Influence of annealing temperature of nickel oxide as hole transport layer applied for inverted perovskite solar cells

2021 
Nickel oxide (NiO) has recently attracted great attention for its use as a hole transport layer (HTL) of inverted perovskite solar cells (PSCs). In this paper, NiO films are fabricated on a silicon wafer and fluorine-doped tin oxide by plasma-enhanced atomic layer deposition (PEALD) with nickelocene as the metal precursor and oxygen plasma as the coreactant. The effects of the annealing treatment on the film properties at different annealing temperatures are analyzed. The experimental results show that the PEALD-NiO films have a high thickness uniformity and low surface roughness as evaluated by atomic force microscopy measurements.

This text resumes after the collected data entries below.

PR #1535, opened 2025-06-24
{neovim,nixvim,nvf}: use mkTarget

Flameopathic:
Follows #1579 & #1571 

## Things done

## Notify maintainers
@butzist @mightyiam @trueNAHO

### DIFF
--- a/modules/neovim/neovim.nix
+++ b/modules/neovim/neovim.nix
@@ -1,12 +1,13 @@
+mkTarget:
 {
-  config,
   lib,
   pkgs,
   ...
 }:
-{
-  options.stylix.targets.neovim = {
-    enable = config.lib.stylix.mkEnableTarget "Neovim" true;
+mkTarget {
+  name = "neovim";
+  humanName = "Neovim";
+  extraOptions = {
     plugin = lib.mkOption {
       type = lib.types.enum [
         "base16-nvim"
@@ -20,14 +21,47 @@
       signColumn = lib.mkEnableOption "background transparency for the Neovim sign column";
       numberLine = lib.mkEnableOption "background transparency for the NeoVim number/relativenumber column";
     };
+
+    pluginColorConfig = lib.mkOption {
+      type = lib.types.lines;
+      default = "";
+      internal = true;
+    };
   };
 
-  config =
-    lib.mkIf (config.stylix.enable && config.stylix.targets.neovim.enable)
+  configElements = [
+    (
+      { colors, cfg }:
       {
-        programs.neovim =
+        stylix.targets.neovim.pluginColorConfig =
+          with colors.withHashtag;
+          if cfg.plugin == "base16-nvim" then
+            ''
+              require('base16-colorscheme').setup({
+                base00 = '${base00}', base01 = '${base01}', base02 = '${base02}', base03 = '${base03}',
+                base04 = '${base04}', base05 = '${base05}', base06 = '${base06}', base07 = '${base07}',
+                base08 = '${base08}', base09 = '${base09}', base0A = '${base0A}', base0B = '${base0B}',
+                base0C = '${base0C}', base0D = '${base0D}', base0E = '${base0E}', base0F = '${base0F}'
+              })
+            ''
+          else
+            ''
+              require('mini.base16').setup({
+                palette = {
+                  base00 = '${base00}', base01 = '${base01}', base02 = '${base02}', base03 = '${base03}',
+                  base04 = '${base04}', base05 = '${base05}', base06 = '${base06}', base07 = '${base07}',
+                  base08 = '${base08}', base09 = '${base09}', base0A = '${base0A}', base0B = '${base0B}',
+                  base0C = '${base0C}', base0D = '${base0D}', base0E = '${base0E}', base0F = '${base0F}'
+                }
+              })
+            '';
+      }
+    )
+    (
+      { cfg }:
+      {
+        programs.neovim.plugins =
           let
-            cfg = config.stylix.targets.neovim;
             transparencyCfg = toString (
               lib.optional cfg.transparentBackground.main ''
                 vim.cmd.highlight({ "Normal", "guibg=NONE", "ctermbg=NONE" })
@@ -43,39 +77,21 @@
               ''
             );
           in
-          {
-            plugins = [
-              (lib.mkIf (cfg.plugin == "base16-nvim") {
-                plugin = pkgs.vimPlugins.base16-nvim;
-                type = "lua";
-                config = with config.lib.stylix.colors.withHashtag; ''
-                  require('base16-colorscheme').setup({
-                    base00 = '${base00}', base01 = '${base01}', base02 = '${base02}', base03 = '${base03}',
-                    base04 = '${base04}', base05 = '${base05}', base06 = '${base06}', base07 = '${base07}',
-                    base08 = '${base08}', base09 = '${base09}', base0A = '${base0A}', base0B = '${base0B}',
-                    base0C = '${base0C}', base0D = '${base0D}', base0E = '${base0E}', base0F = '${base0F}'
-                  })
-
-                  ${transparencyCfg}
-                '';
-              })
-              (lib.mkIf (cfg.plugin == "mini.base16") {
-                plugin = pkgs.vimPlugins.mini-nvim;
-                type = "lua";
-                config = with config.lib.stylix.colors.withHashtag; ''
-                  require('mini.base16').setup({
-                    palette = {
-                      base00 = '${base00}', base01 = '${base01}', base02 = '${base02}', base03 = '${base03}',
-                      base04 = '${base04}', base05 = '${base05}', base06 = '${base06}', base07 = '${base07}',
-                      base08 = '${base08}', base09 = '${base09}', base0A = '${base0A}', base0B = '${base0B}',
-                      base0C = '${base0C}', base0D = '${base0D}', base0E = '${base0E}', base0F = '${base0F}'
-                    }
-                  })
-
-                  ${transparencyCfg}
-                '';
-              })
-            ];
-          };
-      };
+          [
+            {
+              plugin =
+                if cfg.plugin == "mini.base16" then
+                  pkgs.vimPlugins.mini-nvim
+                else
+                  pkgs.vimPlugins.base16-nvim;
+              type = "lua";
+              config = lib.concatLines [
+                cfg.pluginColorConfig
+                transparencyCfg
+              ];
+            }
+          ];
+      }
+    )
+  ];
 }
--- a/modules/neovim/nixvim.nix
+++ b/modules/neovim/nixvim.nix
@@ -1,89 +1,19 @@
+mkTarget:
 {
-  config,
   lib,
   options,
+  config,
   ...
 }:
-let
-  cfg = config.stylix.targets.nixvim;
-  # Maps `stylix.targets.plugin` values to the appropriate nixvim configuration
-  pluginConfigs = {
-    "base16-nvim" = {
-      inherit highlightOverride;
-
-      colorschemes.base16 = {
-        enable = true;
-
-        colorscheme = {
-          inherit (config.lib.stylix.colors.withHashtag)
-            base00
-            base01
-            base02
-            base03
-            base04
-            base05
-            base06
-            base07
-            base08
-            base09
-            base0A
-            base0B
-            base0C
-            base0D
-            base0E
-            base0F
-            ;
-        };
-      };
-    };
-    "mini.base16" = {
-      inherit highlightOverride;
-
-      plugins.mini = {
-        enable = true;
-
-        modules.base16.palette = {
-          inherit (config.lib.stylix.colors.withHashtag)
-            base00
-            base01
-            base02
-            base03
-            base04
-            base05
-            base06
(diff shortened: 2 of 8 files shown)


mightyiam:
Just making sure--is this ready to test?

Flameopathic:
> Just making sure--is this ready to test?

Yes, sorry about the confusion.

butzist:
neovide and nvf work for me in home-manager on aarch64-darwin. Thank you for the update.

mightyiam:
Is my change correct here?
https://github.com/mightyiam/infra/commit/83956e7fbd8fb2789a543d85195863c3373e45e4

I'm getting

```
error: The option `home-manager.users.mightyiam.stylix.targets.nixvim.exportedModule' was accessed but has no value defined. Try setting the option.
```

Flameopathic:
> Is my change correct here? [mightyiam/infra@83956e7](https://github.com/mightyiam/infra/commit/83956e7fbd8fb2789a543d85195863c3373e45e4)
> 
> I'm getting
> 
> ```
> error: The option `home-manager.users.mightyiam.stylix.targets.nixvim.exportedModule' was accessed but has no value defined. Try setting the option.
> ```

Yes, what you have done is correct; I don't know why that error is happening, though. I have now given the option a default, but I am worried that the issue is deeper and there will be no theming at all. Would you test once more?

mightyiam:
I tried with 939ab2f. What I tried is nix-diff against my current NixOS configuration. And it seems that this is not a no-change. It removes the `vimplugin-mini.nvim`. The `require("mini.base16").setup` call is gone.

modules/neovim/nvf.nix
trueNAHO, line 1: Should `cfg.transparentBackground` not go into its own group independent of `colors`:

https://github.com/nix-community/stylix/blob/939ab2f4bcf28557e5be670b58c3c54430bd5624/modules/neovim/nvf.nix#L50

modules/neovim/nixvim.nix
```diff
@@ -1,89 +1,19 @@
...
-{
-  options.stylix.targets.nixvim = {
-    enable = config.lib.stylix.mkEnableTarget "nixvim" true;
+mkTarget {
+  name = "nixvim";
+  humanName = "NixVim";
+  extraOptions = {
     plugin = lib.mkOption {
-      type = lib.types.enum (builtins.attrNames pluginConfigs);
+      # Update enum with pluginConfigs below
```
trueNAHO: What about keeping the previous

```nix
type = lib.types.enum (builtins.attrNames pluginConfigs);
```

logic to ensure consistency? To provide `colors.withHashtag` to `pluginConfigs`, it could be a function:

```nix
let
  pluginConfigs = colors: {
    "base16-nvim" = /* ... */;
    "mini.base16" = /* ... */;
  };
in
  mkTarget {
    extraOption.plugin = lib.mkOption {
      type = lib.types.enum (builtins.attrNames (pluginConfigs null));
      default = "mini.base16";
      description = "Plugin used for the colorscheme";
    };

    # Provide colors as:
    #
    #     configElements = { colors }: pluginConfigs colors;
  }
```

A cleaner approach would be to provide `let pluginConfigs in` as an `internal` and `readOnly` `extraOption`.

trueNAHO (changes requested):

modules/neovim/nixvim.nix
Flameopathic: I think it'll be easiest to use the option method as configs need to be merged from multiple top-level Stylix options.

Flameopathic: Unfortunately, I believe due to #1212, I can't seem to find a way to do this without replicating `mkTarget` behavior. Personally, I think that this will be fine as is given that it is the same way the nvf and Neovim handle setting this option.

mightyiam:
Let me know when this requires testing again. Or add a testbed with NixVim perhaps?

Flameopathic:
I believe this is ready to be tested again. Given that NixVim and nvf are from external flakes, I don't know what would be the best way to add testbeds for them. Very open to ideas for that, though.

mightyiam:
> Given that NixVim and nvf are from external flakes, I don't know what would be the best way to add testbeds for them. Very open to ideas for that, though.

Is adding and using those flakes not reasonable?

Flameopathic:
> Is adding and using those flakes not reasonable?

For some reason, I had it in my head that it would be a bad idea, but I don't know why.

It seems to work fine, as long as the maintainers are okay with my method. I will wait for the two related testbed PRs to merge before continuing this one (as to make sure that I can test this change thoroughly without requiring more maintainer effort).

trueNAHO:
> It seems to work fine, as long as the maintainers are okay with my method. I will wait for the two related testbed PRs to merge before continuing this one (as to make sure that I can test this change thoroughly without requiring more maintainer effort).

For reference, https://github.com/nix-community/stylix/pull/1571 and https://github.com/nix-community/stylix/pull/1579 have both been merged.

0xda157:
what's blocking this from being ready for review @Flameopathic?

Flameopathic:
NixVim theming is completely nonfunctional, and I'm not sure why.

modules/neovim/neovim.nix
```diff
@@ -20,14 +21,49 @@
...
+                palette = {
+                  base00 = '${base00}', base01 = '${base01}', base02 = '${base02}', base03 = '${base03}',
+                  base04 = '${base04}', base05 = '${base05}', base06 = '${base06}', base07 = '${base07}',
+                  base08 = '${base08}', base09 = '${base09}', base0A = '${base0A}', base0B = '${base0B}',
+                  base0C = '${base0C}', base0D = '${base0D}', base0E = '${base0E}', base0F = '${base0F}'
+                }
+              })
+            ''
+          else
+            throw "stylix: neovim: plugin ${cfg.plugin} is not supported.";
```
trueNAHO: Although this arguably make the code more readable, I would prefer removing this since `cfg.plugins` should already error when it is not one of its allowed enum variants.

modules/neovim/neovim.nix
```diff
@@ -43,39 +79,23 @@
...
-      };
+          [
+            {
+              plugin =
+                if cfg.plugin == "mini.base16" then
+                  pkgs.vimPlugins.mini-nvim
+                else if cfg.plugin == "base16-nvim" then
+                  pkgs.vimPlugins.base16-nvim
+                else
+                  throw "stylix: neovim: plugin ${cfg.plugin} is not supported.";
```
trueNAHO: Although this arguably make the code more readable, I would prefer removing this since `cfg.plugins` should already error when it is not one of its allowed enum variants.

modules/neovim/neovim.nix
```diff
@@ -20,14 +21,49 @@
...
+    };
   };
 
-  config =
-    lib.mkIf (config.stylix.enable && config.stylix.targets.neovim.enable)
+  configElements = [
+    (
+      { colors, cfg }:
+      {
+        stylix.targets.neovim.pluginColorConfig =
```
trueNAHO, line 36: Unsure how I never thought of this before, but should this not be:

```suggestion
      { colors, cfg }:
      {
        ${cfg}.pluginColorConfig =
```

In that case, this improvement could be applied treewide to existing `mkTarget` modules containing this anti-pattern. This treewide change is obviously out of the scope of this PR. However, we could already use the more idiomatic `cfg` pattern in this PR.

modules/neovim/nixvim.nix
```diff
@@ -92,8 +22,125 @@ in
...
+      default = { };
+    };
+    pluginConfigs = lib.mkOption {
+      type = lib.types.attrs;
+      default = {
+        "base16-nvim".colorschemes.enable = true;
+        "mini.base16".plugins.mini.enable = true;
+      };
+      internal = true;
+    };
```
trueNAHO: > NixVim theming is completely nonfunctional, and I'm not sure why.

Is the `default` attribute set that enables the plugins fully overriden by:

https://github.com/nix-community/stylix/blob/ebf82e070861cf21a65edf2ccf2fc51d58e29612/modules/neovim/nixvim.nix#L48

resulting in the `default` being lost?

trueNAHO (changes requested):

modules/neovim/neovim.nix
Flameopathic: The contents of `config` as supplied by the function argument `cfg` (or in the arguments of any module) are only for getting, not setting. This pattern attempts to subvert the module system and causes an error:
<details>
<summary>Error</summary>

```
error:
       … while checking flake output 'checks'

       … while checking the derivation 'checks.x86_64-linux.doc'

           36|
             |            ^
           38|

       … while evaluating the option `_module.freeformType':

       error: attribute 'stylix' missing
       at /nix/store/zf9zpfzxkjbqiyx9yv4qbgmgnpbzr8vj-source/stylix/mk-target.nix:194:13:
          193|     let
          194|       cfg = config.stylix.targets.${name};
             |             ^
          195|
```
<details>

modules/neovim/nixvim.nix
Flameopathic: Good idea; unfortunately, it did not fix the issue, though it may have been contributing to it, so I will leave it in

modules/neovim/neovim.nix
trueNAHO: > Unsure how I never thought of this before, but should this not be:

> The contents of `config` as supplied by the function argument `cfg` (or in the arguments of any module) are only for getting, not setting. This pattern attempts to subvert the module system and causes an error:

Now, I know why I never thought of that... Either way, it would be nice to add something similar to `mkTarget` to avoid hard-coding the generated `stylix.targets.${target}` namespace.

mightyiam:
I suppose this is not ready for testing yet?

Flameopathic:
> I suppose this is not ready for testing yet?

Unfortunately not. I have came back to this PR several times but have not been able to find the issue with NixVim.

mightyiam:
Wanna pair on it?

Flameopathic:
> Wanna pair on it?

If you're offering help, I'll gladly take it, just tell me what you need from me to let you help.

mightyiam:
I mean to offer that we'd work on this together in a session.

Flameopathic:
Thank you so much to @mightyiam for taking the time out of his day to help me get this working!

~~This still just uses `deferredModule` instead of `deferredModuleWith` for `stylix.targets.nixvim.module` because couldn't find any good examples and don't want to break this now that it's working.~~

I have tested this using the testbeds and all theming appears to be working. I have also tested the standalone mode using the new testbed from #1902.

mightyiam:
You're welcome.

I took a look and it seeems nixvim does not set the `class` attribute of `evalModules`, so I think there's no reason to use `deferredModuleWith`.

modules/neovim/nixvim.nix
```diff
@@ -131,26 +180,11 @@ in
...
-        ];
-      };
-    }
-    (lib.mkIf (config.stylix.enable && cfg.enable && options.programs ? nixvim) (
-      lib.optionalAttrs (options.programs ? nixvim) {
-        programs.nixvim = config.lib.stylix.nixvim.config;
+    (
+      { config, ... }:
+      {
+        lib.stylix.nixvim.config = builtins.warn "stylix: `config.lib.stylix.nixvim.config` has been renamed to `config.stylix.targets.nixvim.exportedModule`" config.stylix.targets.nixvim.exportedModule;
```
trueNAHO: Ideally, this specifies the hard deprecation date:

```suggestion
        lib.stylix.nixvim.config = builtins.warn "stylix: `config.lib.stylix.nixvim.config` has been renamed to `config.stylix.targets.nixvim.exportedModule` and will be removed after 26.11" config.stylix.targets.nixvim.exportedModule;
```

All the PEALD-NiO films have a wide bandgap and high transmittance of ∼80%–85% in the visible light range. The postannealing treatment induces a reduced electrical resistivity owing to crystal structure repair and surface defect reduction. This treatment also leads to a significantly enhanced wettability of the NiO films, facilitating perovskite layer deposition in subsequent device fabrication. Finally, the inverted PSCs based on the NiO HTL with different annealing temperatures demonstrate an enhanced performance of the device as compared to that with unannealed NiO HTL. The 400 °C-annealed PEALD-NiO HTL yields the best cell conversion efficiency, improving from 15.38% for unannealed NiO to 17.31%, demonstrating the potential of PEALD-NiO compact films for applications in inverted PSCs.
    • Correction
    • Source
    • Cite
    • Save
    • Machine Reading By IdeaReader
    0
    References
    0
    Citations
    NaN
    KQI
    []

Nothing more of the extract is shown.